O ex-presidente da Câmara dos Representantes da Nigéria, Yakubu Dogara, manifestou forte apoio às propostas de reforma tributária do presidente Bola Tinubu, descrevendo-o como um líder disposto a tomar decisões corajosas mesmo a um custo pessoal. Em discurso durante a 14ª convocação e 17º aniversário da Achievers University, em Ondo, Dogara enfatizou que qualquer líder transformador deve ser corajoso e não pode simplesmente permitir que a história aconteça, mas sim fazê-la ativamente.

Dogara abordou especificamente as reformas tributárias, afirmando: "Apoio as reformas tributárias do presidente não porque são perfeitas, mas porque é a coisa certa a fazer". Ele criticou aqueles que se opõem às reformas sem apresentar alternativas melhores, caracterizando sua posição como "politicamente fraca, tenra e pueril".

O ex-líder parlamentar destacou que as reformas incluem medidas para proteger os nigerianos de baixa renda, como a isenção do impuição Pay-As-You-Earn (PAYE) para quem ganha menos de ₦1 milhão por ano e isenção de IVA em itens essenciais como transporte, aluguel e alimentos.

Contexto da "Economia Vudu": Crise Fiscal e Desafios Estruturais

As declarações de Dogara ocorrem em um contexto de extrema dificuldade econômica na Nigéria. O país enfrenta o que analistas descrevem como uma "economia vudu" - um termo que caracteriza políticas econômicas insustentáveis que criam uma ilusão de crescimento através de expedientes fiscais arriscados, em vez de fundamentos econômicos sólidos.

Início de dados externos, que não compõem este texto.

PR #1590, opened 2016-06-19
Avoid duplicate extensions

### LINKED ISSUE #1427: Engine extensions load old packages
As reported by @asbjornu in #1323 

I just upgraded `NUnit.ConsoleRunner` from version `3.2.0` to version `3.2.1` and got the following output from `nunit3-console.exe` that I haven't seen before:

```
NUnit Console Runner 3.2.1

ProjectLoader extension .nunit is already handled by another extension.
```

The workaround was to delete NuGet packages in the packages directory and restore. The engine plugin resolution was probing the old 3.2.0 packages that were left on the system after an upgrade.

I think the solution is that as we are probing for engine extensions we need to look at the directory names, parse out the package name/version and discard directories where there are newer versions.

CharliePoole:
Fixes #1427 

The initial commit solves the problem of duplicate extension assemlies in the full installation but not when using NuGet packages.

NOTE: We will need to decide on a versioning scheme for extensions. In the current build, extensions all remain as 1.0.0.0.

### DIFF
--- a/build.cake
+++ b/build.cake
@@ -707,7 +707,8 @@ Task("PackageNuGet")
         });
         NuGetPack("nuget/extensions/teamcity-event-listener.nuspec", new NuGetPackSettings()
         {
-            Version = packageVersion,
+		    // The teamcity-event-listener extension uses its own versioning
+            Version = "1.0.0" + dbgSuffix,
             BasePath = currentImageDir,
             OutputDirectory = PACKAGE_DIR,
             NoPackageAnalysis = true
--- a/src/NUnitEngine/nunit.engine/Services/ExtensionAssembly.cs
+++ b/src/NUnitEngine/nunit.engine/Services/ExtensionAssembly.cs
@@ -99,27 +99,8 @@ namespace NUnit.Engine.Services
             if (version < otherVersion)
                 return false;
 
-            // Versions are equal, check for a nuget package version.
-            
-            // Override only if this one was specified exactly while the other wasn't
+            // Versions are equal, override only if this one was specified exactly while the other wasn't
             return !FromWildCard && other.FromWildCard;
         }
-
-        //private bool TryGetNugetPackageVersion(out version)
-        //{
-        //    var dir = new DirectoryInfo(Path.GetDirectoryName(FilePath));
-        //    if (dir.Name != "tools")
-        //        return false;
-
-        //    dir = dir.Parent;
-        //    if (dir == null)
-        //        return false;
-
-        //    var packages = dir.GetFiles("*.nupkg");
-        //    if (packages.Length != 1)
-        //        return false;
-
-        //    return packages[0].FullName;
-        //}
     }
 }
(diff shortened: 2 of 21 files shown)


src/NUnitEngine/nunit.engine/Services/ExtensionAssembly.cs
```diff
@@ -0,0 +1,125 @@
...
+
+        public string FilePath { get; private set; }
+        public bool FromWildCard { get; private set; }
+
+        private AssemblyDefinition _assemblyDefinition;
+        public AssemblyDefinition Assembly
+        {
+            get
+            {
+                if (_assemblyDefinition == null)
```
rprouse: We may not need it here, but should we get in the habit of using Lazy<T> for all lazy initialization? It may not be needed now, but it is easy to implement and future proofs the code.

CharliePoole: That would mean adding the NUnit.System.Linq package with the engine. We planned on that but haven't done it yet. If you think we should, I'll do a separate PR to make sure it doesn't break anything and then merge it .

rprouse: I'm not sure, it was just an observation, do you think it is worth the effort? I would like to see the Linq package added to the engine eventually, but wasn't planning on doing it so soon. Do you think it is worth it?

CharliePoole: I'd rather get the duplicate extension problem solved for the release. Use of Lazy etc. only impacts our dev work.

CharliePoole:
This isn't really helping us now, but it will in the future. I added a named property `EngineVersion` to `ExtensionAttribute` in order to indicate the minimum engine version required for an extension. Teamcity extension is set to 3.4, while the others don't use it. I tested by increasing the value and watching in debug to see that the extension was ignored.

CharliePoole:
This is ready to merge. In addition to the CI tests passing, I have  tested the ConsoleRunner NuGet package with two different versions of the NUnitProjectLoader package. Only the latest one gets loaded.

In addition to the base fix, I added the EngineVersion named property as described above and updated the AssemblyVersion of our existing extensions to 3.4, matching the nuget packages. The new teamcity listener is versioned as 1.0.0.0 for the assembly and 1.0.0 for the package.

build.cake
```diff
@@ -707,7 +707,8 @@ Task("PackageNuGet")
         });
         NuGetPack("nuget/extensions/teamcity-event-listener.nuspec", new NuGetPackSettings()
         {
-            Version = packageVersion,
+		    // The teamcity-event-listener extension uses its own versioning
+            Version = "1.0.0" + dbgSuffix,
```
rprouse: If we are going to be versioning each plugin on it's own update cycle, we should switch each of them to use their own version/AssemblyInfo and extract the version to use here from that. I just did that in a private project with lots of plugins and it worked well. It meant that I only have to update the version in one place. We might even want to do the same for the framework and the engine, pull the common version, rather than update it there and here. Just thinking out loud :smile:

PR #1604, opened 2016-06-22
Issue 1553

### LINKED ISSUE #1553: Allow ordering tests to be done in multiple properties

CharliePoole:
Fixes #1553 

This is my shot at #1553, based on #1564 by @jnsn.

This version...

 * Uses an enum for direction

 * Generalizes the algorithm into a series of steps, which will always be one step if there is no "By"

 * Adds test cases and reorganizes the tests

Still needed...

 * The Comparer should logically be part of each step, allowing such things as

   ```C#
   Is.Ordered.By("A").Using(myComparer).Then.By("B").Using(myOtherComparer)
   ```

 * This implementation still gives errors at runtime rather than compile time. I realized while working on it that this particular constraint is much more difficult than many others in this regard. I think it's possible, but would probably be better as a separate follow-on issue.

@jnsn Feel free to continue from this or combine it with your version. I don't plan to work further on it for a while.

### DIFF
--- a/src/NUnitFramework/framework/Constraints/CollectionOrderedConstraint.cs
+++ b/src/NUnitFramework/framework/Constraints/CollectionOrderedConstraint.cs
@@ -37,10 +37,7 @@ namespace NUnit.Framework.Constraints
     {
         private List<OrderingStep> _steps;
         // The step we are currently building
-        private OrderingStep _active;
-
-        private ComparisonAdapter _comparer = ComparisonAdapter.Default;
-        private string _comparerName;
+        private OrderingStep _activeStep;
 
         enum OrderDirection
         {
@@ -75,9 +72,9 @@ namespace NUnit.Framework.Constraints
         {
             get
             {
-                if (_active.Direction != OrderDirection.Unspecified)
+                if (_activeStep.Direction != OrderDirection.Unspecified)
                     throw new InvalidOperationException("Only one directional modifier may be used");
-                _active.Direction = OrderDirection.Ascending;
+                _activeStep.Direction = OrderDirection.Ascending;
                 return this;
             }
         }
@@ -89,9 +86,9 @@ namespace NUnit.Framework.Constraints
         {
             get
             {
-                if (_active.Direction != OrderDirection.Unspecified)
+                if (_activeStep.Direction != OrderDirection.Unspecified)
                     throw new InvalidOperationException("Only one directional modifier may be used");
-                _active.Direction = OrderDirection.Descending;
+                _activeStep.Direction = OrderDirection.Descending;
                 return this;
             }
         }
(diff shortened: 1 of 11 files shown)


rprouse:
@CharliePoole are you planning on getting this in for the release on the weekend?

CharliePoole:
No... it's primarily being worked on by

jnsn:
I'll attempt to pick this up this weekend if I can carve out some time.

CharliePoole:
That's great... when you have time, please add any thoughts you may have. BTW, if you plug in my tests to your implementation, you'll see why I added the `break` statement in that inner loop.

CharliePoole:
It would be desirable to merge this before splitting the repositories per #1598, but not absolutely necessary since it only deals with the framework.

CharliePoole:
Rebased on top of current master.

CharliePoole:
I'm having to repeatedly restart the Apple builds when they time out. It's getting annoying! We may be hanging and causing it, but I don't see how.

CharliePoole:
@rprouse @jnsn I think this is ready to merge now. Error handling is at run time rather than compile time because that's a major bit of work I don't have time for right now.

Basically, the syntax is that you can have one or more groups with `By` or just one group without `By`. The groups are separated explicitly by `Then` or implicitly by a new `By` coming along. Each group can have one `By`, one directional and one `Using`. See the tests for examples. I'll need to do a revision of the documentation page to cover all this.

rprouse:
I will look at this again in the morning when I am not as tired. Meanwhile, @jnsn can you give this a second look?

CharliePoole:
@rprouse I've also been mentioning @jnsn but he seems to have disappeared from our world. :disappointed:

PR #5121, opened 2026-02-06
Write `Console.Out` to the system output when no test context is available

### LINKED ISSUE #5120: `Console.Write` where `ExecutionContext` flow is suppressed is never written
NUnit tracks the current test using an `AsyncLocal` in `TestExecutionContext`, but async state propagation does not work when `System.Threading.ExecutionContext` flowing is suppressed, causing the test context to be unavailable. In this scenario, using `Console.Write{,Line}(...)` gets rerouted through `TextCapture` into an ad-hoc `TestContext` (`AdhocContext`) of which the output is never written anywhere. `TextCapture`'s aim is to write such out-of-band writes into its `_defaultWriter`, but the implicit availability of `AdhocContext` since #2279 has made those fallback branches dead code.

This problem surfaced when using [ASP.NET's `TestServer`](https://github.com/dotnet/aspnetcore/blob/v10.0.0/src/Hosting/TestHost/src/TestServer.cs), which by-default handles requests [using `ThreadPool.UnsafeQueueUserWorkItem`](https://github.com/dotnet/aspnetcore/blob/7387de91234d3ef751fa50b3d1bfede4130213ff/src/Hosting/TestHost/src/HttpContextBuilder.cs#L155-L165), which doesn't propagate the current `ExecutionContext` (unlike `ThreadPool.QueueUserWorkItem`). The test context can be propagated into the ASP.NET request processing by [enabling `TestServerOptions.PreserveExecutionContext`](https://github.com/dotnet/aspnetcore/blob/7387de91234d3ef751fa50b3d1bfede4130213ff/src/Hosting/TestHost/src/TestServerOptions.cs#L18-L21), but it took me a while to find this option when debugging to figure out where logging got lost.

I'll be opening a PR shortly with a fix.

JoostK:
The implicit availability of `AdhocContext` since #2279 has made the fallback branches dead code, causing the text to be written into the ad-hoc test result which is never written anywhere. This commit restores the original intent of `TextCapture` by detecting this situation and redirecting the write into the default writer.

Fixes #5120

### DIFF
--- a/src/NUnitFramework/tests/TextOutputTests.cs
+++ b/src/NUnitFramework/tests/TextOutputTests.cs
@@ -16,6 +16,7 @@ namespace NUnit.Framework.Tests
     {
         private const string SOME_TEXT = "Should go to the result";
         private const string ERROR_TEXT = "Written directly to console";
+        private const string SOME_MORE_TEXT = "Should be written to stdout";
         private static readonly string NL = Environment.NewLine;
 
         private static string CapturedOutput => TestExecutionContext.CurrentContext.CurrentResult.Output;
@@ -44,7 +45,8 @@ namespace NUnit.Framework.Tests
             {
                 using (ExecutionContext.SuppressFlow())
                 {
-                    Task.Run(() => Console.Write("Should be written to stdout")).Wait();
+                    Task.Run(() => Console.Write(SOME_MORE_TEXT))
+                        .Wait();
 
                     Console.Write(SOME_TEXT);
                 }
@@ -57,7 +59,7 @@ namespace NUnit.Framework.Tests
             Assert.Multiple(() =>
             {
                 Assert.That(TextOutputTests.CapturedOutput, Is.EqualTo(SOME_TEXT));
-                Assert.That(stdout.ToString(), Is.EqualTo("Should be written to stdout"));
+                Assert.That(stdout.ToString(), Is.EqualTo(SOME_MORE_TEXT));
             });
         }
 
@@ -71,7 +73,8 @@ namespace NUnit.Framework.Tests
             {
                 using (ExecutionContext.SuppressFlow())
                 {
-                    Task.Run(() => Console.WriteLine("Should be written to stdout")).Wait();
+                    Task.Run(() => Console.WriteLine(SOME_MORE_TEXT))
+                        .Wait();
 
                     Console.WriteLine(SOME_TEXT);
                 }
@@ -84,7 +87,7 @@ namespace NUnit.Framework.Tests
             Assert.Multiple(() =>
             {
                 Assert.That(TextOutputTests.CapturedOutput, Is.EqualTo(SOME_TEXT + NL));
-                Assert.That(stdout.ToString(), Is.EqualTo("Should be written to stdout" + NL));
+                Assert.That(stdout.ToString(), Is.EqualTo(SOME_MORE_TEXT + NL));
             });
         }
 


src/NUnitFramework/tests/TextOutputTests.cs
```diff
@@ -30,6 +32,48 @@ public void ConsoleWriteLine_WritesToResult()
...
+                {
+                    var context = TestExecutionContext.CurrentContext;
+                    Assert.That(context, Is.InstanceOf<TestExecutionContext.AdhocContext>());
+
+                    var initialOut = context.CurrentResult.Output;
+                    Console.Write("Should not be captured in the ad-hoc context");
+                    Assert.That(context.CurrentResult.Output, Is.EqualTo(initialOut));
+                }).Wait();
+
+                Console.Write(SOME_TEXT);
```
JoostK: This isn't strictly necessary, but I figured it emphasises that writes outside of spawned tasks do get captured in the test output.

src/NUnitFramework/tests/TextOutputTests.cs
```diff
@@ -30,6 +32,48 @@ public void ConsoleWriteLine_WritesToResult()
...
+            using (ExecutionContext.SuppressFlow())
+            {
+                Task.Run(() =>
+                {
+                    var context = TestExecutionContext.CurrentContext;
+                    Assert.That(context, Is.InstanceOf<TestExecutionContext.AdhocContext>());
+
+                    var initialOut = context.CurrentResult.Output;
+                    Console.Write("Should not be captured in the ad-hoc context");
+                    Assert.That(context.CurrentResult.Output, Is.EqualTo(initialOut));
```
JoostK: Alternatively this could be `Assert.That(context.CurrentResult.Output, Is.Empty);`, but that would undesirably also pass in case `context.CurrentResult` is a different instance each time.

src/NUnitFramework/tests/TextOutputTests.cs
```diff
@@ -30,6 +32,48 @@ public void ConsoleWriteLine_WritesToResult()
...
 
+        [Test]
+        public void ConsoleWrite_WritesToResult_AdhocContext()
+        {
+            using (ExecutionContext.SuppressFlow())
+            {
+                Task.Run(() =>
+                {
+                    var context = TestExecutionContext.CurrentContext;
+                    Assert.That(context, Is.InstanceOf<TestExecutionContext.AdhocContext>());
```
JoostK: Alternatively, this could be `Assert.That(context, Is.Not.SameAs(originalContext));` (with `originalContext` captured outside the task) to avoid a symbolic reference to the implementation detail of `AdhocContext`.

src/NUnitFramework/framework/Internal/Execution/TextCapture.cs
```diff
@@ -38,7 +38,7 @@ public override void Write(char value)
         {
             var context = TestExecutionContext.CurrentContext;
 
-            if (context is not null && context.CurrentResult is not null)
+            if (context is not TestExecutionContext.AdhocContext)
```
JoostK: This isn't null safe anymore as the null check is redundant. `nullable` checking agrees, so I removed it.

JoostK:
@dotnet-policy-service agree

JoostK:
**Top:** without the fix, the `Console.Write()` text is not written anywhere (the tests pass because I disabled the assertions to ensure the test output is otherwise the same as with the fix).
**Bottom:** With fix. The line ends up being written after the test finishes, I suspect because the console writer may not be flushed on write.

Screenshot 2026-02-06 at 22 35 32

src/NUnitFramework/tests/TextOutputTests.cs
```diff
@@ -30,6 +32,48 @@ public void ConsoleWriteLine_WritesToResult()
...
+
+                    var initialOut = context.CurrentResult.Output;
+                    Console.Write("Should not be captured in the ad-hoc context");
+                    Assert.That(context.CurrentResult.Output, Is.EqualTo(initialOut));
+                }).Wait();
+
```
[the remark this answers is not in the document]
JoostK: I don't like this suggestion; there is no result to fetch so `Wait()` seems more appropriate than `GetAwaiter().GetResult()`, and `await` is somewhat error prone due to the `AsyncFlowScope` returned from `ExecutionContext.SuppressFlow()` that must be disposed from the same thread that started the scope.

src/NUnitFramework/framework/Internal/Execution/TextCapture.cs
manfred-brands: In optimal case yes, but due to code setting properties in all kinds of places this cannot be relied upon.
`TestExecutionContext` disables `CS8618` _Non-nullable field must contain a non-null value when exiting constructor_.  The class itself does not set `CurrentResult` and there are tests against `null` in the code base.

When converting nunit to nullable, declaring this as possible null would affect to much code.
I might have to put this back on my todo list to ensure the value is set in the constructor.

manfred-brands: The same test on _context_ is done in all 3 overloads.
I added a commit to move this into a single function and convert the 3 methods to one liners

src/NUnitFramework/tests/TextOutputTests.cs
```diff
@@ -30,6 +34,60 @@ public void ConsoleWriteLine_WritesToResult()
...
+        public void ConsoleWrite_WritesToResult_AdhocContext()
+        {
+            var savedOut = Console.Out;
+            var stdout = new StringWriter();
+            Console.SetOut(new TextCapture(stdout));
+            try
+            {
+                using (ExecutionContext.SuppressFlow())
+                {
+                    Task.Run(() => Console.Write("Should be written to stdout")).Wait();
```
manfred-brands: The constant `"Should be written to stdout"` is used 4 times and should be moved to a constant.

I thought that the co-pilot comment could be addressed by making the method `async`:
```csharp
await Task.Run(() => Console.WriteLine(SOME_MORE_TEXT))
          .ConfigureAwait(continueOnCapturedContext: true);
```

But this returns on the same `SyncrhonizationContext`, not necessarily the same `Thread`.
It worked for the `Write` test but not for `WriteLine` ...

manfred-brands (approved):
I made two small changes, otherwise the code is fine.

src/NUnitFramework/framework/Internal/Execution/TextCapture.cs
JoostK: Thanks, this is much better. My aim was to keep the diff small

JoostK:
I suppose this one is ready to be merged.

Esta situação é caracterizada por:

  • Déficits fiscais crônicos: Entre 2021 e 2024, a Nigéria acumulou déficits fiscais superiores a ₦30 trilhões, com o governo consistentemente gastando mais do que arrecada.
  • Dívida pública explosiva: A dívida pública total disparou de ₦27,4 trilhões em 2020 para ₦144,6 trilhões no final de 2024 - um aumento de mais de cinco vezes em apenas cinco anos.
  • Altos custos de serviço da dívida: Quase 80% da receita do governo é consumida pelo serviço da dívida, deixando recursos inadequados para investimentos críticos em infraestrutura, saúde e educação.
  • Inflação elevada: A inflação atingiu pico de 34,8% em 2024, com inflação alimentar chegando a 40,7% no mesmo ano, antes de moderar para 21,8% em 2025.
  • Reformas dolorosas: A desvalorização da moeda (com o naira caindo mais de 100% entre outubro de 2023 e outubro de 2024) e a remoção dos subsídios aos combustíveis (que elevou o preço da gasolina em quase 500%) contribuíram para uma crise de custo de vida sem precedentes [citation:10].

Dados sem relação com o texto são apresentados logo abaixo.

PR #5123, opened 2026-02-12
Disable TimeoutCommand for anything but .NET Framework

### LINKED ISSUE #4119: Apartment(ApartmentState.STA) doesn't works together with Timeout
Apartment(ApartmentState.STA) doesn't works together with Timeout

I'm currently updating projects from .NET Framework (NUnit 3.10.1) to .NET 6 (NUnit 3.13.3) and found this problem. Real tests do some WPF relates stuff, so it requires STA apartment. The Timeout is used to prevent the test from running indefinitely when something goes wrong.

An example of minimalistic tests:

```cs
[TestFixture]
public class ApartmentTests
{
   [Test, Apartment(ApartmentState.STA), Timeout(1000)]
   public void SomeTestWithTimeout()
   {
      Console.WriteLine("SomeTestWithTimeout {0} {1}", Thread.CurrentThread.ManagedThreadId, Thread.CurrentThread.GetApartmentState());
      Assert.Pass();
   }
   
   [Test, Apartment(ApartmentState.STA)]
   public void SomeTestWithoutTimeout()
   {
      Console.WriteLine("SomeTestWithoutTimeout {0} {1}", Thread.CurrentThread.ManagedThreadId, Thread.CurrentThread.GetApartmentState());
      Assert.Pass();
   }
}
```

nunit3-console output:
```nunit
NUnit Console 3.15.0 (Release)
Copyright (c) 2022 Charlie Poole, Rob Prouse
30 мая 2022 г. 21:21:19

Runtime Environment
   OS Version: Microsoft Windows 10.0.18362
  Runtime: .NET 6.0.4

Test Files
    .\TestProject1.dll

SomeTestWithoutTimeout 6 STA
SomeTestWithTimeout 8 MTA
```

manfred-brands:
Fixes #4119 

TimeoutAttribute has been Obsolete since version 4.0.0 for anything but .NET Framework

### DIFF
--- a/src/NUnitFramework/framework/Internal/Commands/CancelAfterCommand.cs
+++ b/src/NUnitFramework/framework/Internal/Commands/CancelAfterCommand.cs
@@ -17,7 +17,7 @@ namespace NUnit.Framework.Internal.Commands
         private readonly IDebugger _debugger;
 
         /// <summary>
-        /// Initializes a new instance of the <see cref="TimeoutCommand"/> class.
+        /// Initializes a new instance of the <see cref="CancelAfterCommand"/> class.
         /// </summary>
         /// <param name="innerCommand">The inner command</param>
         /// <param name="timeout">Timeout value</param>
--- a/src/NUnitFramework/framework/Internal/Commands/TimeoutCommand.cs
+++ b/src/NUnitFramework/framework/Internal/Commands/TimeoutCommand.cs
@@ -5,7 +5,6 @@ using System;
 using System.Threading;
 #else
 using System;
-using System.Threading.Tasks;
 #endif
 using NUnit.Framework.Interfaces;
 using NUnit.Framework.Internal.Abstractions;
@@ -93,29 +92,9 @@ namespace NUnit.Framework.Internal.Commands
         /// <returns>A TestResult</returns>
         public override TestResult Execute(TestExecutionContext context)
         {
-            try
-            {
-                using (new TestExecutionContext.IsolatedContext())
-                {
-                    var testExecution = Task.Run(() => innerCommand.Execute(TestExecutionContext.CurrentContext));
-                    var timedOut = Task.WaitAny(new Task[] { testExecution }, _timeout) == -1;
-
-                    if (timedOut && !_debugger.IsAttached)
-                    {
-                        context.CurrentResult.SetResult(
-                            ResultState.Failure,
-                            $"Test exceeded Timeout value of {_timeout}ms");
-                    }
-                    else
-                    {
-                        context.CurrentResult = testExecution.GetAwaiter().GetResult();
-                    }
-                }
-            }
-            catch (Exception exception)
-            {
-                context.CurrentResult.RecordException(exception, FailureSite.Test);
-            }
+            context.CurrentResult.SetResult(
+                ResultState.Error,
+                $"TargetFramework doesn't support timeout on tests.");
 
             return context.CurrentResult;
         }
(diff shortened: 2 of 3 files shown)


OsirisTerje (approved):

chrischu:
I do not agree with this change. We used the TimeoutAttribute to easily detect tests that run too long and it was working actually (even though we're on .NET Core 10).

CancelAfterAttribute is not a viable alternative for us since it would require us to rewrite ALL our tests to check the passed in CancellationToken.

manfred-brands:
> it was working actually

Not quite true.
The tests were never stopped and continued to run in the background. No teardown code would run.

chrischu:
Mhh so there's no actually viable alternative. We could build our own ITestAction but also that will not be able to invoke the TearDown after the timeout, right (because there's no way to interrupt the actual test execution)?

chrischu:
Mhh there is apparently a way to achieve what my team wants with this code:
```csharp
using System;
using System.Threading;
using System.Threading.Tasks;
using NUnit.Framework;
using NUnit.Framework.Internal.Commands;

[AttributeUsage(AttributeTargets.Assembly)]
public class AssemblyTimeoutAttribute : NUnitAttribute, IWrapTestMethod
{
    private readonly int _timeoutMilliseconds;

    public AssemblyTimeoutAttribute(int timeoutMilliseconds)
    {
        _timeoutMilliseconds = timeoutMilliseconds;
    }

    public TestCommand Wrap(TestCommand command)
    {
        return new TimeoutTestCommand(command, _timeoutMilliseconds);
    }

    private class TimeoutTestCommand : DelegatingTestCommand
    {
        private readonly int _timeoutMilliseconds;

        public TimeoutTestCommand(TestCommand innerCommand, int timeoutMilliseconds)
            : base(innerCommand)
        {
            _timeoutMilliseconds = timeoutMilliseconds;
        }

        public override TestResult Execute(TestExecutionContext context)
        {
            Exception caughtException = null;

            var task = Task.Run(() =>
            {
                try
                {
                    context.CurrentResult = innerCommand.Execute(context);
                }
                catch (Exception ex)
                {
                    caughtException = ex;
                }
            });

            bool completedInTime = task.Wait(_timeoutMilliseconds);

            if (!completedInTime)
            {
                // Timeout occurred
                context.CurrentResult.SetResult(ResultState.Failure,
                    $"Test exceeded timeout of {_timeoutMilliseconds} ms");
            }
            else if (caughtException != null)
            {
                // Propagate original exception
                throw caughtException;
            }

            return context.CurrentResult;
        }
    }
}
```

That should work correctly, right?

manfred-brands:
This has the same problems as the pre-4.5 implementation.

If _completedInTime_ is false, your actual test is still running.

Any Exception thrown afterwards is lost.
Depending on the wrapping order, the Teardown might be executed whilst the test is still running or not at all.

chrischu:
Is there any other way to achieve a per-test timeout that does not require adding CancellationTokens everywhere?

manfred-brands:
What is the nature of your tests that they could hang?
Is it because they do network calls or are they iterating calculations that don't finish

chrischu:
It's happening with web tests with Selenium WebDriver. We're unsure what the actual problem is yet (as we just recently added the [Timeout] attributes to actually discover *which* tests sometimes hang).

drauch:
If the tests still run in the background it does not matter much as the process is going to exit and thereby all still running tests too? Or does it hang the process? Than it would make sense to call `Environment.Exit()` in this attribute?

chrischu:
In the end we decided to go with the `--blame-hang-timeout` parameter of `dotnet test`. We just didn't consider it because we misunderstood it to be a timeout for ALL tests (instead of per tests). Now that we realized this mistake `--blame-hang-timeout` is clearly the right solution.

Este cenário econômico desafiador foi agravado por políticas mal concebidas, como o fechamento de fronteiras em 2019 em uma tentativa fracassada de alcançar a independência alimentar, que na realidade exacerbou a inflação de alimentos e causou escassez.

Potencial de Crescimento e Conclusão

Apesar desses desafios, Dogara expressou otimismo sobre o potencial econômico da Nigéria, particularmente nas regiões do Norte. Ele citou o estabelecimento do Ministério do Desenvolvimento Pecuário como uma mudança de game para a região, observando que o mercado global de laticínios e carne deve atingir US$ 2,5 trilhões nos próximos três anos.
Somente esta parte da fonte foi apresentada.